Cantine Aperte - foto F.Troccoli

Saranno 52 le Cantine Aperte dell’Umbria. Torna domenica 26 maggio l’appuntamento tradizionale con il Movimento turismo del vino, questa volta all’insegna di «A come Amicizia». Con la novità dell’Enometro con limite di 6 degustazioni a testa (il bicchiere al prezzo di 5 euro che andranno in beneficenza), si punta a battere il record di 66 mila visitatori.

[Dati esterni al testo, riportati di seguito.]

PR #905, opened 2016-09-08
DROOLS-1270 - support fact handle operations for REST APIs on kie server

mswiderski:
@mariofusco @etirelli could you please have a look

depends on https://github.com/droolsjbpm/droolsjbpm-knowledge/pull/170


etirelli:
+1

mswiderski:
please hold on with merge as this affects kie remote client at the moment

mswiderski:
ok, should be now fixed, change was in the DeleteCommand as it's used by kie-remote-client (which regenerates commands for jaxb and that changes the type of fact handle to string. So I had to add that "fake" field to not break backward compatibility of DeleteCommand used by kie-remote-client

Vivere slow «In Umbria il vino è, da sempre, simbolo di amicizia – spiega Filippo Antonelli, Presidente dell’Mtv Umbria -. Un tempo, quando nelle campagne si raccoglieva l’uva e si faceva il vino, parenti, amici, conoscenti si riunivano per dare una mano e, oltre al lavoro e all’impegno di fare un buon prodotto, c’era anche il piacere di ritrovarsi tutti insieme e finiva sempre con una gran festa. Con i suoi appuntamenti e con Cantine Aperte in particolare, il Movimento vuole riproporre questa atmosfera di amicizia e convivialità. Ma vuole anche far conoscere il vino, contribuire, ormai da anni, alla cultura del bere consapevole. E i risultati ci sono perché sempre più appassionati, giovani soprattutto, arrivano in cantina durante la manifestazione o con autobus e pulmini con autista o con il cosiddetto autista designato, per essere certi di non diventare un pericolo per sé e per gli altri».

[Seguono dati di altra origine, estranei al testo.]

PR #1893, opened 2018-05-04
DROOLS-2521 Implement FEEL functions in preparation for DMN 1.2

kurobako:
https://issues.jboss.org/browse/DROOLS-2521

### DIFF
--- a/kie-dmn/kie-dmn-feel/src/main/java/org/kie/dmn/feel/runtime/functions/extended/EvenFunction.java
+++ b/kie-dmn/kie-dmn-feel/src/main/java/org/kie/dmn/feel/runtime/functions/extended/EvenFunction.java
@@ -1,0 +1,30 @@
+package org.kie.dmn.feel.runtime.functions.extended;
+
+import org.kie.dmn.api.feel.runtime.events.FEELEvent;
+import org.kie.dmn.feel.runtime.events.InvalidParametersEvent;
+import org.kie.dmn.feel.runtime.functions.BaseFEELFunction;
+import org.kie.dmn.feel.runtime.functions.FEELFnResult;
+import org.kie.dmn.feel.runtime.functions.ParameterName;
+
+import java.math.BigDecimal;
+
+public class EvenFunction 
+        extends BaseFEELFunction {
+    public static final EvenFunction INSTANCE = new EvenFunction();
+
+    private static final BigDecimal TWO = BigDecimal.valueOf(2);
+
+    EvenFunction() {
+        super("even");
+    }
+
+    public FEELFnResult<Boolean> invoke(@ParameterName( "number" ) BigDecimal number) {
+        if ( number == null ) {
+            return FEELFnResult.ofError( new InvalidParametersEvent( FEELEvent.Severity.ERROR, "number", "cannot be null" ) );
+        }
+        if ( number.remainder( BigDecimal.ONE ).signum() != 0 ) {
+            return FEELFnResult.ofError( new InvalidParametersEvent( FEELEvent.Severity.ERROR, "number", "cannot have non-zero fractional part" ) );
+        }
+        return FEELFnResult.ofResult( BigDecimal.ZERO.compareTo( number.remainder(TWO) ) == 0);
+    }
+}
--- a/kie-dmn/kie-dmn-feel/src/main/java/org/kie/dmn/feel/runtime/functions/extended/ExpFunction.java
+++ b/kie-dmn/kie-dmn-feel/src/main/java/org/kie/dmn/feel/runtime/functions/extended/ExpFunction.java
@@ -1,0 +1,26 @@
+package org.kie.dmn.feel.runtime.functions.extended;
+
+import org.kie.dmn.api.feel.runtime.events.FEELEvent;
+import org.kie.dmn.feel.runtime.events.InvalidParametersEvent;
+import org.kie.dmn.feel.runtime.functions.BaseFEELFunction;
+import org.kie.dmn.feel.runtime.functions.FEELFnResult;
+import org.kie.dmn.feel.runtime.functions.ParameterName;
+
+import java.math.BigDecimal;
+import java.math.MathContext;
+
+public class ExpFunction
+        extends BaseFEELFunction {
+    public static final ExpFunction INSTANCE = new ExpFunction();
+
+    ExpFunction() {
+        super("exp");
+    }
+
+    public FEELFnResult<BigDecimal> invoke(@ParameterName( "number" ) BigDecimal number) {
+        if ( number == null ) {
+            return FEELFnResult.ofError( new InvalidParametersEvent( FEELEvent.Severity.ERROR, "number", "cannot be null" ) );
+        }
+        return FEELFnResult.ofResult( new BigDecimal( Math.exp( number.doubleValue() ), MathContext.DECIMAL128 ) );
+    }
+}
--- a/kie-dmn/kie-dmn-feel/src/main/java/org/kie/dmn/feel/runtime/functions/extended/KieExtendedDMNFunctions.java
+++ b/kie-dmn/kie-dmn-feel/src/main/java/org/kie/dmn/feel/runtime/functions/extended/KieExtendedDMNFunctions.java
@@ -34,11 +34,20 @@ public class KieExtendedDMNFunctions {
                                                                          new NowFunction(),
                                                                          new TodayFunction(),
                                                                          new AbsFunction(),
-                                                                         new ModuloFunction(),
+                                                                         ModuloFunction.INSTANCE,
                                                                          new ProductFunction(),
                                                                          new CodeFunction(),
                                                                          new InvokeFunction(),
-                                                                         new SplitFunction(),
+                                                                         SplitFunction.INSTANCE,
+                                                                         StddevFunction.INSTANCE,
+                                                                         ModeFunction.INSTANCE,
+                                                                         AbsFunction.INSTANCE,
+                                                                         SqrtFunction.INSTANCE,
+                                                                         LogFunction.INSTANCE,
+                                                                         ExpFunction.INSTANCE,
+                                                                         EvenFunction.INSTANCE,
+                                                                         OddFunction.INSTANCE,
+                                                                         MedianFunction.INSTANCE
     };
 
     public static FEELFunction[] getFunctions() {
--- a/kie-dmn/kie-dmn-feel/src/main/java/org/kie/dmn/feel/runtime/functions/extended/LogFunction.java
+++ b/kie-dmn/kie-dmn-feel/src/main/java/org/kie/dmn/feel/runtime/functions/extended/LogFunction.java
@@ -1,0 +1,26 @@
+package org.kie.dmn.feel.runtime.functions.extended;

Le aziende Sono 52 le cantine della regione, dislocate in tutto il territorio, dall’Alta Valle del Tevere fino a Terni e provincia, che, per l’edizione 2013, aprono le porte agli enoturisti (la lista completa a margine del comunicato). Se l’anno scorso gli wine lovers che si sono riversati in Umbria sono stati oltre 66mila, quest’anno ci si aspetta almeno di bissare il successo passato, tempo permettendo.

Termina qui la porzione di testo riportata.